In this paper we present Large Language Model Assisted Retrieval Model Ranking (LARMOR), an effective unsupervised approach that leverages LLMs for selecting which dense retriever to use on a test corpus (target). Dense retriever selection is crucial for many IR applications that rely on using dense retrievers trained on public corpora to encode or search a new, private target corpus. This is because when confronted with domain shift, where the downstream corpora, domains, or tasks of the target corpus differ from the domain/task the dense retriever was trained on, its performance often drops. Furthermore, when the target corpus is unlabeled, e.g., in a zero-shot scenario, the direct evaluation of the model on the target corpus becomes unfeasible. Unsupervised selection of the most effective pre-trained dense retriever becomes then a crucial challenge. Current methods for dense retriever selection are insufficient in handling scenarios with domain shift. Our proposed solution leverages LLMs to generate pseudo-relevant queries, labels and reference lists based on a set of documents sampled from the target corpus. Dense retrievers are then ranked based on their effectiveness on these generated pseudo-relevant signals. Notably, our method is the first approach that relies solely on the target corpus, eliminating the need for both training corpora and test labels. To evaluate the effectiveness of our method, we construct a large pool of state-of-the-art dense retrievers. The proposed approach outperforms existing baselines with respect to both dense retriever selection and ranking. We make our code and results publicly available at https://github.com/ielab/larmor/.
Paper Structure (24 sections, 4 equations, 4 figures, 5 tables)

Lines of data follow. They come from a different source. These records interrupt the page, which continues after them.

PR #7768, opened 2022-01-17
virt-viewer: Update to version 11.0-1.0 and add autoupdate

LazyGeniusMan:
Closes #XXXX

Relates to #XXXX

### DIFF
--- a/bucket/virt-viewer.json
+++ b/bucket/virt-viewer.json
@@ -34,10 +34,10 @@
     },
     "autoupdate": {
         "64bit": {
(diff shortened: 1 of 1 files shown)


rashil2000:
You hardcoded the version in URLs in autoupdate

rashil2000:
The URL and hash are still pointing to 10.0-1.0

LazyGeniusMan:
> The URL and hash are still pointing to 10.0-1.0

sorry apparently it's because autoupdate schema is wrong so it's not updating correctly with checkver, fixed

PR #7780, opened 2022-01-18
rambox-pro: Fix exe name and download link

### LINKED ISSUE #7779: Rambox 2.0 filename change breaks update/download link for manifes
## Bug Report

**rambox-pro**

### Current Behaviour

Installs fine with current versions; however updates to, or trying to install 2.0.0 will fail. Upstream change to exe name has broken the manifest for version 2.0+

### Expected Behaviour
`scoop Install rambox-pro` or `scoop update rambox-pro` would install/update respectively

### Additional context/output
Rambox has dropped the "Pro" from the exe name, and now has added "-x64" to the file-name

### Possible Solution
Proposed fix in pull #7780

AyoungDukie:
Rambox has dropped the "Pro" from the exe name, and now has added "-x64" to the file-name

Closes #7779

### DIFF
--- a/bucket/rambox-pro.json
+++ b/bucket/rambox-pro.json
@@ -20,14 +20,14 @@
     "shortcuts": [
         [
             "Rambox.exe",
-            "RamboxPro"
+            "Rambox"
         ]
     ],
     "checkver": {
         "github": "https://github.com/ramboxapp/download"
     },
     "autoupdate": {
-        "url": "https://github.com/ramboxapp/download/releases/download/v$version/RamboxPro-$version-win.exe#/cosi.7z",
+        "url": "https://github.com/ramboxapp/download/releases/download/v$version/Rambox-$version-win-64.exe#/cosi.7z",
         "hash": {
             "url": "$baseurl/latest.yml",
             "regex": "sha512:\\s+$base64"
--- a/bucket/rambox-pro.json
+++ b/bucket/rambox-pro.json
@@ -6,14 +6,16 @@
         "identifier": "Proprietary",
         "url": "https://rambox.pro/#eula"
     },
-    "url": "https://github.com/ramboxapp/download/releases/download/v2.0.0/Rambox-2.0.0-win-x64.exe#/cosi.7z",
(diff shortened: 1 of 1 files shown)


niheaven:
You should change shortcut name and autoupdate.url as well.

rashil2000:
Also, the download name has `64` now. Does it still support 32bit? If not, remove it.

AyoungDukie:
I haven't personally confirmed 32-bit support (or lack-thereof), but I do understand and have updated the auto-update URL, and the shortcut name, accordingly.

rashil2000:
> I haven't personally confirmed 32-bit support (or lack-thereof), but I do understand and have updated the auto-update URL, and the shortcut name, accordingly.

Please check 32bit installationby running `scoop install <filename>.json -a 32bit`.

niheaven:
The manifest name should be changed to rambox too.

rashil2000:
There is already rambox.json - open source build of Rambox Pro

niheaven:
Rambox 2.0 has merged these two version into one package:

> In 2021, we decided to unify the CE and Pro versions in a single program to make the use and updates much easier.

So maybe this one should become `rambox.json` and existed one should be removed.

rashil2000:
The repo https://github.com/ramboxapp/community-edition is not archived as of now and had last release in August, I think we can keep it

niheaven:
The post and new release is released 2 days ago (https://rambox.medium.com/?p=4bdef5d6c3b8), so why not move original one to `Versions` and keep only one here? It's an upstream change, not a manifests reorganization.

AyoungDukie:
As a small note, the Rambox support team explained the following in an email:

>The idea is to move the users, in a few weeks, from the CE to our Basic plan in which they have the same features and a few more. The code and the app will keep free as it is, so users can continue to use the CE but without future updates. We will release one more CE version which users can migrate with a simple click to our latest version.

rashil2000:
Okay, so we will retire the manifest in the next CE release

niheaven:
> Okay, so we will retire the manifest in the next CE release

There're no CE release anymore, they all move to `Rambox`, both free and commercial version.

PR #7796, opened 2022-01-20
lunacy: Update to version 8.1.0.0

rodrigost23:
The regex used to find the .exe installer is no longer valid, as the link now says "Installer" instead of "here". So I updated it and ran checkver to update the manifest to the latest release.

### DIFF
--- a/bucket/lunacy.json
+++ b/bucket/lunacy.json
@@ -1,5 +1,5 @@
 {
-    "version": "7.1.0",
+    "version": "8.1.0.0",
     "description": "Free Graphic Design Software",
     "homepage": "https://icons8.com/lunacy",
     "license": {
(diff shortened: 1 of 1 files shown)


bucket/lunacy.json
```diff
@@ -22,7 +22,7 @@
     ],
     "checkver": {
         "url": "https://docs.icons8.com/release-notes/",
-        "regex": "LunacySetup_([\\d.]+)\\.exe\">here"
+        "regex": "LunacySetup_([\\d.]+)\\.exe\">Installer"
```
niheaven, line 25:
```suggestion
        "regex": "LunacySetup_([\\d.]+)\\.exe
```

What if using this regex?

rodrigost23:
I think it's ready now

niheaven (approved):

PR #7803, opened 2022-01-21
Add monokle 1.4.0

Slach:


bucket/monokle.json
```diff
@@ -0,0 +1,37 @@
+{
+    "version": "1.4.0",
+    "description": "Monokle is your K8s best friend for creating, validating, debugging and managing manifests!",
+    "homepage": "https://github.com/kubeshop/monokle",
```
rashil2000, line 4:
```suggestion
    "homepage": "https://kubeshop.github.io/monokle",
```

bucket/monokle.json
```diff
@@ -0,0 +1,37 @@
+{
+    "version": "1.4.0",
+    "description": "Monokle is your K8s best friend for creating, validating, debugging and managing manifests!",
```
rashil2000, line 3:
```suggestion
    "description": "K8s tool for creating, validating, debugging and managing manifests.",
```

bucket/monokle.json
```diff
@@ -0,0 +1,37 @@
...
+        "64bit": {
+            "url": "https://github.com/kubeshop/monokle/releases/download/v1.4.0/Monokle-win-1.4.0-x64.exe#/dl.7z",
+            "hash": "sha512:1c5537e5dbb1ea688bf6cd7544e53259a97825a12a27029befabc1fedd908b8439cf80017dd72c5f5ce5181694ba1915520d0930616898b24f2671e8f07b0303",
+            "pre_install": [
+                "Expand-7zipArchive \"$dir\\`$PLUGINSDIR\\app-64.7z\" \"$dir\"",
+                "Remove-Item \"$dir\\`$*\", \"$dir\\Uninstall*\" -Force -Recurse"
+            ]
+        }
+    },
+    "bin": "Monokle.exe",
```
rashil2000, line 16: Commandline arguments?

rashil2000 (changes requested):
Anything to persist?

bucket/monokle.json
Slach: no it's a UI only tool

Slach:
> Anything to persist?

Show we add `%USERPROFILE%\AppData\Roaming\monokle` to persist? How to do it?

bucket/monokle.json
rashil2000: Then `bin` should be removed

rashil2000:
> > Anything to persist?
> 
> Show we add `%USERPROFILE%\AppData\Roaming\monokle` to persist? How to do it?

This cannot be added to persist. Is there a way to configure this location?

Slach:
> This cannot be added to persist. Is there a way to configure this location?

Only if we can re-define `%APPDATA%` environment variable especially for `monokle.exe`
how to do it with scoop?

rashil2000 (changes requested):

bucket/monokle.json
```diff
@@ -0,0 +1,42 @@
...
+        [
+            "Monokle.exe",
+            "Monokle"
+        ]
+    ],
+    "depends": [
+        "kubectl",
+        "helm",
+        "kustomize"
+    ],
```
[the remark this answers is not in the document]
Slach: Yes, during startup these dependencies checks during monokle startup and warning show in logs and UI
If this utils missed, part of function is unavailable

I can move helm and kustomize into "suggest", but not sure it will right choice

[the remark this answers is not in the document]
rashil2000: Only put apps that are absolutely required in `depends`, i.e. without which Monokle will not function at all. Put the rest in `suggest`.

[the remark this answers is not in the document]
Slach: kubectl is necessary, `helm` and `kustomize` moved to `suggest`

bucket/monokle.json
Slach: bin removed

bucket/monokle.json
```diff
@@ -0,0 +1,43 @@
...
+    },
+    "shortcuts": [
+        [
+            "Monokle.exe",
+            "Monokle"
+        ]
+    ],
+    "depends": [
+        "kubectl"
+    ],
```
rashil2000, line 24:
```suggestion
    "depends": "kubectl",
```

rashil2000 (changes requested):
Move depends and suggest after license

niheaven:
You could use https://github.com/ScoopInstaller/Extras/blob/master/bucket/webcopy.json as reference of persisting `$env:APPDATA`.

rashil2000:
> You could use https://github.com/ScoopInstaller/Extras/blob/master/bucket/webcopy.json as reference of persisting `$env:APPDATA`.

I find that method to be quite invasive, to be honest. If AppData is the only place an app stores data, we shouldn't interfere. Moreover, some programs do not play well with junctions/links.

Slach:
@rashil2000 @niheaven look https://github.com/ScoopInstaller/Extras/pull/7803/commits/2cf47e193be03729d68044b9e76f0fce0300ea9c
I checked, everything works fine with `junction`

niheaven:
> > You could use [`master`/bucket/webcopy.json](https://github.com/ScoopInstaller/Extras/blob/master/bucket/webcopy.json?rgh-link-date=2022-01-21T17%3A04%3A32Z) as reference of persisting `$env:APPDATA`.
> 
> I find that method to be quite invasive, to be honest (and against Scoop philosophy). If AppData is the only place an app stores data, we shouldn't interfere. Moreover, some programs do not play well with junctions/links.

To be honest, scoop shouldn't affect `$env:APPDATA`, since purging scoop by simple removing scoop root folder won't remove these items as well. This method should only be used when persistence is really important for the app.

rashil2000:
> This method should only be used when persistence is really important for the app.

Even in this case, the data is getting stored in AppData anyways, so we should not touch it, whether installed by Scoop or by other means.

This paper contains 24 sections, 4 equations, 4 figures, 5 tables.

Figures (4)

  • Figure 1: nDCG@10 Across Collections. This figure illustrates that selecting the best model based on one collection (as indicated by orange dots) does not necessarily ensure its effectiveness on another. In contrast, our unsupervised approach (indicated by red squares) consistently selects competitive models across various collections, and even identifies the most performant model for Trec-News.
  • Figure 2: The LARMOR dense retriever selection pipeline. Labels Q, QF, QFJ and QFR refer to the ablation points described in Section \ref{['sec:ablation']}.
  • Figure 3: Kendall Tau (left) and $\Delta_e$ (right) performance of our proposed LARMOR and its various components using different sizes of FlanT5 models.
  • Figure 4: Kendall Tau (left) and $\Delta_e$ (right) performance of pseudo-query generation with a different number of generated queries and different LLM backbone.